Required action = When a line in the records contains the string "made", copy that line.
━━ Dataset entries ━━
PR #8168, opened 2021-06-23
github action: enforce issue detection with bash 

d-a-v:
Per discussion with @mcspr.

When not specifiying `bash` as running shell, default options do not include `-o pipefail` [as it should](https://github.com/actions/runner/issues/353).
It may not prevent a script to stop when one component of a pipe chain fails (ex: `false | true` won't fail but it should).
As a consequence in this PR, `bash` is [explicitely specified as default shell](https://docs.github.com/en/actions/reference/workflow-syntax-for-github-actions#example-2).

Also enforcing issue detection by breaking down commands
`echo "$(command)" >> file`  =>  `var=$(command)` then `echo ${var} >> file`

### DIFF
--- a/.github/workflows/tag-to-draft-release.yml
+++ b/.github/workflows/tag-to-draft-release.yml
@@ -28,8 +28,8 @@ jobs:
     - name: Set GIT tag name
       run: |
         # Sets an environment variable used in the next steps
-        TRAVIS_TAG=$(git describe --exact-match --tags)"
-        echo "TRAVIS_TAG=${TRAVIS_TAG}" >> $GITHUB_ENV
+        TRAVIS_TAG="$(git describe --exact-match --tags)"
+        echo "TRAVIS_TAG=\"${TRAVIS_TAG}\"" >> $GITHUB_ENV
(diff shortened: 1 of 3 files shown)


.github/workflows/tag-to-draft-release.yml
```diff
@@ -25,7 +28,8 @@ jobs:
     - name: Set GIT tag name
       run: |
         # Sets an environment variable used in the next steps
-        echo "TRAVIS_TAG=$(git describe --exact-match --tags)" >> $GITHUB_ENV
+        TRAVIS_TAG=$(git describe --exact-match --tags)"
```
mcspr, line 31:
```suggestion
        TRAVIS_TAG=$(git describe --exact-match --tags)
```
(I typed this wrong)

d-a-v: Thanks for reviewing (I didn't make a copy-paste, It's simply that I made the same mistake)

earlephilhower (approved):
Silly GH CI bug, good catch.

PR #8172, opened 2021-06-25
Update debug level list link

MatthewSabre:
The link to the debug levels was broken in that the file changed and it no longer points to the correct lines. Update the line numbers and also include the commit hash in the URL to prevent it from breaking in the future.


d-a-v (approved):
Thanks !

PR #8175, opened 2021-06-25
platformio: use CCFLAGS for -Werror

mcspr:
Fixup https://github.com/esp8266/Arduino/pull/8165, as it only changed behaviour for .c files

Also adds some comments referencing SCons documentation (literally)


earlephilhower (approved):
Thanks for catching this and adding comments so it's unlikely to happen again!

PR #8182, opened 2021-06-26
Copy released JSON to board URL, not new one

### LINKED ISSUE #8180: Package script should take pre-gen'd JSON from draft, not make a new one
The GHCI publish script should not regenerate the ZIP and JSON  file before uploading it to the server because the `sha256sum` of the newly generated ZIP file will not match the one in the release (because of timestamp changes for the source files).

Instead, the package script should just pull the generated JSON file from the release and push it to the boards URL w/o adjustment.

earlephilhower:
Fixes #8180

The draft release generates a ZIP and JSON.  Instead of rebuilding the ZIP
on the publish step (which may result in a different SHA256 due to file time
differences in the new ZIP), just copy the one from the published release
directly.

Also clean up and remove unneeded environment variables and CI steps.

### DIFF
--- a/.github/workflows/release-to-publish.yml
+++ b/.github/workflows/release-to-publish.yml
@@ -36,26 +36,6 @@ jobs:
       run:
         shell: bash
     steps:
-    - uses: actions/checkout@v2
-      with:
-        submodules: true
-        fetch-depth: 0
-    - uses: actions/setup-python@v2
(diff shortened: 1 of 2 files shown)


d-a-v (approved):
LGTM but we never know until this is tested IRL.
Thanks for digging into this !

PR #8184, opened 2021-06-27
Fix NO_GLOBAL_INSTANCES

### LINKED ISSUE #8183: -DNO_GLOBAL_INSTANCES breaks ESP8266HttpClient
### Basic Infos

#### Platform

- Hardware:				ESP-12
- Core Version:			master
- Operating System:		Ubuntu

### Problem Description

Defining `NO_GLOBAL_INSTANCES` breaks `ESP8266HttpClient` because it depends on `devnull` being defined. But it seems that if it's needed, it shouldn't be disable by that option. And since it's one byte it seems acceptable.

```cpp
/src/ESP8266HTTPClient.cpp:850:32: error: 'devnull' was not declared in this scope
  850 |         _client->sendAvailable(devnull); // clear _client's output (all of it, no timeout)
      |                                ^~~~~~~
*** [.pio/build/release/libc18/ESP8266HTTPClient/ESP8266HTTPClient.cpp.o] Error 1
```

paulocsanz:
Fixes #8183 

It's not clear to me if this is the best solution. This is just a first draft so the community can debate on a better solution.

But it seems a fairly simple thing to fix. But something needed, if something is used internally it should be declared + defined.

It's not clear to me if we should create it when `NO_GLOBAL_STREAMDEV` is specifically defined.


paulocsanz:
Is it better as static or as a regular stack variable? Since it only occupies 1 byte.

devyte (approved):

paulocsanz:
@dok-net Can you review it? I fear it may cause breaking changes since it will force people to define Serial when they didn't have to before.

dok-net (commented):
ArduinoCore-avr does `void serialEventRun(void)` differently, I suggest adopting that implementation:
Implement `void serialEventRun(void)` in `HardwareSerial.cpp` unconditionally, that is, outside the `#if` block. In turn, enclose the code inside the function body in the same preprocessor conditional directive.
One could potentially add `serialEvent1`, too, in the same way.

paulocsanz:
I've undone the Serial changes, because it seems is a more complex issue that doesn't need to block this PR. We can talk about this more in the issue and if it makes sense, doesn't break compatibility and we find all the other declaration that are not defined we can make a new PR.

libraries/ESP8266HTTPClient/src/ESP8266HTTPClient.cpp
```diff
@@ -849,6 +849,10 @@ bool HTTPClient::connect(void)
 {
     if(_reuse && _canReuse && connected()) {
         DEBUG_HTTPCLIENT("[HTTP-Client] connect: already connected, reusing connection\n");
+
+#if defined(NO_GLOBAL_INSTANCES)
```
d-a-v, line 853: This is the negation of https://github.com/esp8266/Arduino/blob/29c63506f7146c9fe85dc9286f63b85b421ff573/cores/esp8266/StreamSend.cpp#L354


Should it be this instead ? 
```cpp
#if defined(NO_GLOBAL_INSTANCES) || defined(NO_GLOBAL_STREAMDEV)
```

paulocsanz: You are right, I thought that because the person explicitly disabled it it would be better for them to define. But moving it to the stack solves the issue.

dok-net:
> I've undone the Serial changes, because it seems is a more complex issue that doesn't need to block this PR. We can talk about this more in the issue and if it makes sense, doesn't break compatibility and we find all the other declaration that are not defined we can make a new PR.

Declaring symbols that are not defined is an error, don't you think so? Your reversal simply causes the compile phase to succeed, but then linking will fail. Not the proper way of doing this.

As to my remark involving the `extern void serialEventRun(void) __attribute__((weak));`, that can indeed be a separate matter, if you think it's outside the scope of this PR.

paulocsanz:
I added it again

earlephilhower (changes requested):
Thanks for trying to fix multiple things, but it’s really neat if you do one change per PR, please.    Can you remove the unrelated hardware serial stuff?

dok-net:
> Thanks for trying to fix multiple things, but it’s really neat if you do one change per PR, please. Can you remove the unrelated hardware serial stuff?

@earlephilhower If it were a mistake, it would be on me, I've asked the submitter to add it back in. You would have to try and see it from a different angle: The issue is not to create the devnull, but the fact that `NO_GLOBAL_INSTANCES` is not handled correctly. This applies to both HardwareSerial and  HttpClient. Plus, the comment that got removed is non-applicable to ESP8266's implementation and confusing, which turns up when doing this change.

There are NO further issues in this core regarding `NO_GLOBAL_INSTANCES`!

So, isn't it best to rename this PR, instead of splitting it up into extraordinarily small chunks? Besides, it's a simple fix for HardwareSerial, nothing else, or what could possible be the point in declaring something `extern` (no weak or anything) in the core headers that is not defined? It's just going to produce a linker error, which are harder on the average coder to understand.

paulocsanz:
Awaiting further instructions. I'm OK with both approaches, just ping me and I will edit the PR accordingly (or make a new PR to split the changes). But I don't have much to contribute to the discussion. I agree that this could become a PR to fix all the problems related to NO_GLOCAL_INSTANCES, but I haven't ensured those are the only ones, they are the ones I found while maintaining our system.

dok-net:
@paulocsanz I grepped all `cores` and `libraries` and found no other uses, that's all.

d-a-v (approved):

earlephilhower (approved):
OK, I'm convinced.  LGTM.

PR #8185, opened 2021-06-27
Get header from name stored in progmem

### LINKED ISSUE #8199: HttpClient::header doesn't support names stored in PROGMEM
### Basic Infos

### Problem Description

Most (if not all) names of headers to be collected  are stored in flash, but we have to allocate just to compare two char*. HttpClient::header should provide an API that supports flash stored names.

paulocsanz:
Currently you need a `const char*` stored in RAM to get a header from `ESP8266HTTPClient`, this adds an API to support `const __FlashStringHelper*` . And since most of the times headers needed are known at compile time, it seems better to store their names in flash.

Fixes #8199


paulocsanz:
Fixes #8199

earlephilhower (commented):
This seems okay, but do you think you can achieve the same thing, for more cases and with less code, by simply using the strcmp-p call way of string equality checking in the existing signature?  That’s exactly what is going on under the hood, anyway…

paulocsanz:
My bad I thought this was causing a crash in our code. There were a lot of changes to make our code stop crashing when updating from 2.7 to 3.0 that I ended up misdiagnosing a few.

PR #8187, opened 2021-06-28
Add a PostHttpsClient example in the ESP8266HTTPClient library.

Alba0404:
This PR add an example for the **ESP8266HTTPClient** library.
This example is a POST request using HTTPS protocol.
It was made using the PostHttpClient and GetHttpsClient examples.

### DIFF
--- a/libraries/ESP8266HTTPClient/examples/PostHttpsClient/PostHttpsClient.ino
+++ b/libraries/ESP8266HTTPClient/examples/PostHttpsClient/PostHttpsClient.ino
@@ -1,0 +1,87 @@
+/**
+   PostHttpsClient.ino
+    Created on: 28.06.2021
+*/
+
+#include <Arduino.h>
+#include <ESP8266WiFi.h>
+#include <ESP8266WiFiMulti.h>
+#include <WiFiClientSecureBearSSL.h>
+#include <ESP8266HTTPClient.h>
+
+// Fingerprint for demo URL, expires on September 5, 2021, needs to be updated well before this date
+const uint8_t fingerprint[20] = {0xbb, 0x88, 0x7f, 0x7c, 0x77, 0xc2, 0x59, 0x97, 0xb7, 0x00, 0x35, 0x74, 0x50, 0x47, 0x7e, 0x67, 0x42, 0x02, 0x2f, 0xf0};
+const char* URL = "https://www.reseau-astuce.fr/fr/horaires-a-larret/28/StopTimeTable/NextDeparture";
+const char* REQUEST = "destinations=%7B%221%22%3A%22Technop%C3%B4le+SAINT-ETIENNE-DU-ROUVRAY%22%7D&stopId=102154&lineId=175&sens=1";
+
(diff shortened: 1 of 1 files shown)


libraries/ESP8266HTTPClient/examples/PostHttpsClient/PostHttpsClient.ino
```diff
@@ -0,0 +1,86 @@
...
+
+void loop() {
+
+  if ((WiFiMulti.run() == WL_CONNECTED)) {
+    Serial.println("[HTTPS] begin...");
+
+    std::unique_ptr<BearSSL::WiFiClientSecure>client(new BearSSL::WiFiClientSecure);
+    client->setInsecure();                  // Ignore SSL certificate
+    //client->setFingerprint(fingerprint);  //Use SSL
+    HTTPClient https;
```
d-a-v, line 59: For coherency,
- `https` is already global
- why is `client` in heap and `https` in stack ?

Alba0404: - For the `https` var, it was a mistake, I remove the global var.
- For the difference heap and stack. I don't know, it was in other examples and it works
━━━
Response to this exercise =
d-a-v: Thanks for reviewing (I didn't make a copy-paste, It's simply that I made the same mistake)
It was made using the PostHttpClient and GetHttpsClient examples.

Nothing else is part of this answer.